Porostimur.com, Jakarta – Jaringan Advokasi Tambang (JATAM), Nikel dari Tanah Terampas: Kriminalisasi Warga dan Pertarungan Kuasa Antar-Korporasi di Halmahera. Dalam laporan setebal 45 halaman itu, JATAM menyingkap konflik perebutan nikel di Halmahera Timur—pusat kehidupan adat yang berubah menjadi arena benturan korporasi tambang, jaringan modal-politik, dan aparat negara.
Bagian kelima laporan tersebut, JATAm menguraikan secara detail aktor dan jaringan kekuasaan yang berada di balik PT Position yang melintasi Jakarta-Bermuda-Beijing yang mengunci ruang kendali, dan “keajaiban” bagaimana ekosistem, sejarah, serta martabat orang Halmahera dikorbankan demi keuntungan segelintir elit.
Struktur Kepemilikan Mengarah ke Holding: Kendali 51% Tanito Harum Nickel dan Jaringan Modal Asing

Di balik operasi tambang nikel PT Position di Halmahera Timur, Maluku Utara, terdapat jejaring besar yang terhubung dengan kelompok bisnis keluarga Barki—melalui induk usaha Harum Energy Tbk.
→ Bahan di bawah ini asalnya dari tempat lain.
PR #40, opened 2020-10-28
Fix several bugs in algorihm that tries to establish lowest unused discriminator value of a union.

e-hndrks:
These bugs were causing the idl compiler to crash.

### DIFF
--- a/src/idlcxx/src/backendCpp11Type.c
+++ b/src/idlcxx/src/backendCpp11Type.c
@@ -333,8 +333,8 @@ static idl_retcode_t
 count_labels(idl_backend_ctx ctx, const idl_node_t *node)
 {
   uint32_t *nr_labels = (uint32_t *) idl_get_custom_context(ctx);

Sejak 2024, PT Position berada sepenuhnya di bawah kendali PT Tanito Harum Nickel (THN), anak usaha Harum Energy. Pola ini menggambarkan arah baru konglomerasi besar yang tengah menggeser fokus bisnisnya dari batubara menuju nikel—komoditas strategis dalam rantai pasok kendaraan listrik.
Kepemilikan mayoritas PT Position dipegang oleh Tanito Harum Nickel sebesar 51%. Sisanya dimiliki Nickel International Capital Pte. Ltd. dari Singapura. Namun meski ada nama asing dalam struktur, arus pengambilan keputusan tetap bermuara pada Harum Energy sebagai holding grup.